>>>>>

PR #344, opened 2024-06-05
DE-819 | bring back `REQUEST_TIMEOUT` as a class attribute

aMahanna:
[Optional PR]

Unfortunately [this](https://github.com/arangodb/python-arango/issues/170#issuecomment-886861778) is no longer supported, but we can achieve something similar with this PR (see the added test cases)

Current ways that we support setting `request_timeout`:

```py
# 1
client_no_timeout = ArangoClient(request_timeout=None)

# 2
client_no_timeout = ArangoClient(http_client=DefaultHTTPClient(request_timeout=None))

# 3
class NoTimeoutHTTPClient(DefaultHTTPClient):
    REQUEST_TIMEOUT = None

    def __init__(self, *args, **kwargs):
        super().__init__(request_timeout=self.REQUEST_TIMEOUT, *args, **kwargs)

client_no_timeout = ArangoClient(http_client=NoTimeoutHTTPClient())
```

### DIFF
--- a/tests/test_client.py
+++ b/tests/test_client.py
@@ -110,6 +110,31 @@ def test_client_http_client_attributes(db, username, password):
     assert http_client.request_timeout == 80
     assert client.request_timeout == http_client.request_timeout
 
+    client_no_timeout = ArangoClient(
+        hosts="http://127.0.0.1:8529", request_timeout=None
+    )
+
+    assert client_no_timeout.request_timeout is None
+
+    client_no_timeout = ArangoClient(
+        hosts="http://127.0.0.1:8529",
+        http_client=DefaultHTTPClient(request_timeout=None),
+    )
+
+    assert client_no_timeout.request_timeout is None
+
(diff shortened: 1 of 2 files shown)


tests/test_client.py
```diff
@@ -110,6 +110,31 @@ def test_client_http_client_attributes(db, username, password):
...
+        http_client=DefaultHTTPClient(request_timeout=None),
+    )
+
+    assert client_no_timeout.request_timeout is None
+
+    class NoTimeoutHTTPClient(DefaultHTTPClient):
+        REQUEST_TIMEOUT = None
+
+        def __init__(self, *args, **kwargs):
+            super().__init__(request_timeout=self.REQUEST_TIMEOUT, *args, **kwargs)
```
aMahanna, line 130: previously, the `NoTimeoutHTTPClient` with a class `REQUEST_TIMEOUT` would work without needing an `__init__`. This is PR basically introduces the ability to support `REQUEST_TIMEOUT` again, but with the exception of needing an `__init__`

<<<<<

## [What is needed]
Exactly as they stand, restate all the lines of the listing.

## [Expected output]
PR #344, opened 2024-06-05
DE-819 | bring back `REQUEST_TIMEOUT` as a class attribute

aMahanna:
[Optional PR]

Unfortunately [this](https://github.com/arangodb/python-arango/issues/170#issuecomment-886861778) is no longer supported, but we can achieve something similar with this PR (see the added test cases)

Current ways that we support setting `request_timeout`:

```py
# 1
client_no_timeout = ArangoClient(request_timeout=None)

# 2
client_no_timeout = ArangoClient(http_client=DefaultHTTPClient(request_timeout=None))

# 3
class NoTimeoutHTTPClient(DefaultHTTPClient):
    REQUEST_TIMEOUT = None

    def __init__(self, *args, **kwargs):
        super().__init__(request_timeout=self.REQUEST_TIMEOUT, *args, **kwargs)

client_no_timeout = ArangoClient(http_client=NoTimeoutHTTPClient())
```

### DIFF
--- a/tests/test_client.py
+++ b/tests/test_client.py
@@ -110,6 +110,31 @@ def test_client_http_client_attributes(db, username, password):
     assert http_client.request_timeout == 80
     assert client.request_timeout == http_client.request_timeout
 
+    client_no_timeout = ArangoClient(
+        hosts="http://127.0.0.1:8529", request_timeout=None
+    )
+
+    assert client_no_timeout.request_timeout is None
+
+    client_no_timeout = ArangoClient(
+        hosts="http://127.0.0.1:8529",
+        http_client=DefaultHTTPClient(request_timeout=None),
+    )
+
+    assert client_no_timeout.request_timeout is None
+
(diff shortened: 1 of 2 files shown)


tests/test_client.py
```diff
@@ -110,6 +110,31 @@ def test_client_http_client_attributes(db, username, password):
...
+        http_client=DefaultHTTPClient(request_timeout=None),
+    )
+
+    assert client_no_timeout.request_timeout is None
+
+    class NoTimeoutHTTPClient(DefaultHTTPClient):
+        REQUEST_TIMEOUT = None
+
+        def __init__(self, *args, **kwargs):
+            super().__init__(request_timeout=self.REQUEST_TIMEOUT, *args, **kwargs)
```
aMahanna, line 130: previously, the `NoTimeoutHTTPClient` with a class `REQUEST_TIMEOUT` would work without needing an `__init__`. This is PR basically introduces the ability to support `REQUEST_TIMEOUT` again, but with the exception of needing an `__init__`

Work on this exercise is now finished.